Кажется, с тех пор о данном законе никто и не вспоминал. И вот теперь Леон готовился вытащить его из бездны, дабы защитить меня.
И как мне теперь на это реагировать? Принять? Отвергнуть? Гордость требовала, чтобы Леон отступился. Помощь я приму, но видеть его рядом с собой на скамье подсудимых – увольте. Если дело дойдет до суда, я подпишу документы о разводе. Уверена, адвокат нашей семьи не откажет мне в этой просьбе. И если некоторые не считают нужным ставить меня в известность о своем самопожертвовании, то я не стану их извещать о своем решении.
Кстати, если брак не коснуммировать – какое ужасное слово – то и развод будет получить легче. Решение складывалось ужасно неприличное, но что не сделаешь ради любимого мужчины.
При мысли о грядущем позоре я окончательно проснулась. Повернулась на кровати и замерла, встретив внимательный взгляд темно-серых глаз. Во рту разом пересохло, сердце ухнуло куда-то вниз, а воздух потяжелел настолько, что отказывался проникать в легкие. На меня обрушилось осознание, что я лежу в постели с мужчиной, на мне нижняя сорочка, белье и ничего больше.
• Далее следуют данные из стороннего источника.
PR #793, opened 2026-05-14
fix: try alternative ports when OAuth callback port is in use

zmainen:
## Summary

When multiple Claude Code sessions run on the same machine, each spawns its own `workspace-mcp` instance in stdio mode. The first instance binds port 8000 for the OAuth callback server; subsequent instances fail with "Port 8000 is already in use" and cannot complete any OAuth flow — even though cached credentials exist and the callback server is only needed for fresh auth.

This PR makes the OAuth callback server try alternative ports (8001, 8002, ...) when the preferred port is already in use, up to a configurable range (`WORKSPACE_MCP_PORT_RANGE` env var, default 10). Google allows any localhost port for loopback redirect URIs on installed/desktop OAuth clients ([RFC 8252 §7.3](https://datatracker.ietf.org/doc/html/rfc8252#section-7.3)), so no pre-registration is needed. The `OAuthConfig.redirect_uri` is updated dynamically to match the port that was actually bound.

## Changes

- **`auth/oauth_callback_server.py`**: In `ensure_oauth_callback_available()`, when `MinimalOAuthServer.start()` fails due to port conflict, iterate through alternative ports and update the OAuth config's redirect URI to match.
- **`tests/auth/test_oauth_callback_server.py`**: Two new tests — one for successful fallback to an alternative port, one for graceful failure when all ports are exhausted.

## Test plan

- [x] All 7 existing + new tests pass (`pytest tests/auth/test_oauth_callback_server.py`)
- [ ] Manual test: run two Claude Code sessions simultaneously, verify both can complete OAuth flows

## Summary by CodeRabbit

* **Bug Fixes**
  * OAuth callback server now automatically attempts alternative ports when the preferred port is unavailable, updating configuration to match the successfully bound port. If all ports fail, an error is logged.

* **Tests**
  * Added comprehensive test coverage for OAuth callback server port fallback behavior, including successful alternative port binding and port exhaustion scenarios.

[Review Change Stack](https://app.coderabbit.ai/change-stack/taylorwilsdon/google_workspace_mcp/pull/793)

### DIFF
--- a/auth/oauth_callback_server.py
+++ b/auth/oauth_callback_server.py
@@ -307,7 +307,9 @@ def ensure_oauth_callback_available(
     Ensure OAuth callback endpoint is available for the given transport mode.
 
     For streamable-http: Assumes the main server is already running
-    For stdio: Starts a minimal server if needed
+    For stdio: Starts a minimal server if needed, trying alternative ports
+               if the preferred port is already in use (common when multiple
+               Claude Code sessions each spawn their own MCP server instance).
 
     Args:
         transport_mode: "stdio" or "streamable-http"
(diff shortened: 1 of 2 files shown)


taylorwilsdon:
This capability should be live in main now, give it a try and let me know if you have any issues!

Я стремительно отодвинулась на край. Слишком резко, потому как, охнув, начала медленно падать, была поймана и прижата к обнаженной – бездна! – мужской груди.
– Тихо, маленькая.
От ласкового голоса, а еще от руки, которая погладила по стриженным волосам, глаза защипало. Я прикусила губу, удерживая слезы. ВанКовенберхи не плачут по пустякам, даже если очень хочется и ужасно себя жалко. А еще они не меняют принятых решений. Как всегда, мысль о предках помогла прийти в себя.
Я лежала на боку, уткнувшись носом в грудь Леона, вдыхала запах его тела и слышала, как сильно бьется его сердце. Ужасное сердцебиение, и это при том, что сам мужчина лежал неподвижно, едва ощутимо перебирая пальцами короткие пряди моих волос. Может, у него проблемы со здоровьем? Как бы деликатно намекнуть на желательное посещение целителя?
– И чего ты испугалась?
Всего сразу и ничего конкретного. Но я лучше умру, чем признаюсь, что мне жутко неловко. Что одно дело – целоваться и обниматься, и совсем другое – лежать вот так, почти обнаженными.
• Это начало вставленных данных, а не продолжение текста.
PR #830, opened 2026-06-05
fix(auth): longer-lived refresh tokens (FastMCP 3.4.0) + fix proxied/embedded OAuth consent 403

Aiacos:
## Summary

Two related OAuth/login robustness improvements, motivated by self-hosting this server behind a reverse proxy and connecting it from remote MCP clients (Perplexity, Claude web).

### 1. `chore`: bump FastMCP `3.2.4 → 3.4.0` (longer-lived refresh tokens)

`OAuthProxy` in 3.4.0:
- Raises the default FastMCP-issued **refresh-token lifetime from 30 days to 1 year** (`DEFAULT_REFRESH_TOKEN_EXPIRY_SECONDS`).
- Fixes refresh tokens **collapsing to the ~1h access-token TTL** when the upstream IdP (Google) returns no `refresh_token` on a refresh exchange — observed in practice as MCP refresh tokens stored with ~30–70 min expiry, forcing frequent re-login.
- Adds configurable `fallback_refresh_token_expiry_seconds` on `GoogleProvider`.

No code changes required beyond the version bump; the existing `GoogleProvider(...)` call is signature-compatible.

### 2. `fix(auth)`: default OAuth proxy consent to `"external"` to fix callback 403

When `require_authorization_consent=True` (current default), the built-in consent screen sets a `__Host-*` `SameSite=Lax` binding cookie that must round-trip through the Google redirect back to `/oauth2callback`. Behind a reverse proxy, or inside an **embedded OAuth webview** (e.g. Perplexity's connector flow), that cookie is not returned, so the callback rejects with:

> 403 — Authorization session mismatch. This can happen if you followed a link from another person or your session expired.

This makes the server effectively unusable from such clients. This change defaults `require_authorization_consent` to `"external"` (consent is still fully gated by **Google's own consent screen**, which already runs with `prompt=consent`), and makes it overridable:

```
WORKSPACE_MCP_AUTH_CONSENT = true | remember | external | false   # default: external
```

**Note for maintainers:** this changes a security-relevant default. If you'd rather keep `True` as the default and only expose the env override, I'm happy to adjust — just say the word. The env knob alone already lets self-hosters opt in.

## Testing

- Container builds on `v1.21.1` + these two commits.
- `/health` → healthy; `/.well-known/oauth-authorization-server` and `/.well-known/oauth-protected-resource/mcp` → 200.
- Startup logs: `Built-in consent screen disabled; consent is handled externally.`
- OAuth 2.1 GoogleProvider initialises with no errors.

## Summary by CodeRabbit

* **New Features**
  * OAuth 2.1 authorization consent behavior can be controlled via an environment variable, giving admins configurable consent flows for Google sign-in.

* **Chores**
  * Updated runtime dependency requirement for fastmcp to a newer minimum version.

### DIFF
--- a/core/server.py
+++ b/core/server.py
@@ -590,6 +590,24 @@ def configure_server_for_http():
                         "OAuth 2.1: restricting DCR client redirect URIs to allowlist: %s",
                         allowed_client_redirect_uris,
                     )
+                # Consent mode for the OAuth proxy. Defaults to "external" because
+                # Google's own consent screen already gates authorization. The
+                # built-in consent screen sets a __Host-* SameSite=Lax binding
+                # cookie that must round-trip through the Google redirect; behind a
+                # reverse proxy or inside an embedded OAuth webview (e.g. Perplexity)
+                # that cookie is not returned, producing a 403 "Authorization
+                # session mismatch" on the IdP callback. "external" skips the
+                # built-in consent + binding check while keeping Google's consent.
+                # Override with WORKSPACE_MCP_AUTH_CONSENT=true|remember|external|false.
+                _consent_raw = os.getenv(
+                    "WORKSPACE_MCP_AUTH_CONSENT", "external"
+                ).strip().lower()
+                if _consent_raw in ("external", "remember"):
+                    require_authorization_consent = _consent_raw
+                elif _consent_raw in ("false", "0", "no", "off"):
+                    require_authorization_consent = False
+                else:
+                    require_authorization_consent = True
                 provider = GoogleProvider(
                     client_id=config.client_id,
                     client_secret=config.client_secret,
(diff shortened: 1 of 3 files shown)


Aiacos:
Addressed the CodeRabbit finding on the `WORKSPACE_MCP_AUTH_CONSENT` parsing in `d930559`.

Blank (`WORKSPACE_MCP_AUTH_CONSENT=`) or unrecognized values no longer fall through to `True` (which would re-enable the built-in consent + binding-cookie flow and bring back the proxied/embedded callback 403 this PR fixes). They now default to `"external"`, with a warning logged for invalid input. Explicit true-like strings (`true|1|yes|on`) are handled distinctly so the override still works as documented.

```
unset / blank        -> "external"
external | remember  -> as-is
false | 0 | no | off -> False
true | 1 | yes | on  -> True
anything else        -> "external" (+ warning)
```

Внезапно, мой желудок решил, что неплохо бы его покормить, потому как вчерашний чай давно остался в памяти.
Бездна! Я стремительно покраснела, ощущая еще большую неловкость.
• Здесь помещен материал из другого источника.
PR #840, opened 2026-06-09
fix: add httplib2 socket timeout to prevent indefinite hangs (#835)

### LINKED ISSUE #835: Gmail API calls hang indefinitely — httplib2 missing socket timeout
## Problem

When making Gmail API calls, if a specific email triggers a slow or stalled server response (or a TCP connection enters a half-open state), the `socket.read()` inside `httplib2` blocks indefinitely — no socket-level timeout is configured.

Tool functions use `asyncio.to_thread()` to wrap synchronous Google API calls. Since Python cannot cancel a blocked thread, a single hung call eventually makes the entire workspace-mcp process unresponsive: all subsequent MCP calls queue behind the blocked thread and time out on the caller's side.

Сверху донеслось многозначительное хмыканье. Леон отстранился, подцепил мой подбородок и скомандовал:
– Так, дарьета ВанДаренберг, у вас пятнадцать минут на одевание. Платье хозяйки дома тебе должно подойти. Не опаздывай, нас ждет ужин.
Легкое, едва ощутимое касание губами моего лба обожгло, заставив нервно сглотнуть. О том, что нас ждет после ужина, предпочла не думать.
А потом и вовсе все мысли вылетели из головы, потому как этот несносный мужчина встал, не подумав одеться. Нижние кальсоны обтягивали, оставляя мало простора для фантазии. Широкая спина с прекрасно развитой мускулатурой – спасибо дядиному трактату за сведения – могла принадлежать какому-нибудь работяге, а не изнеженному дэршану, ну или – я усмехнулась – палачу его величества. Узкая талия. Покатые, массивные плечи. Длинные ноги.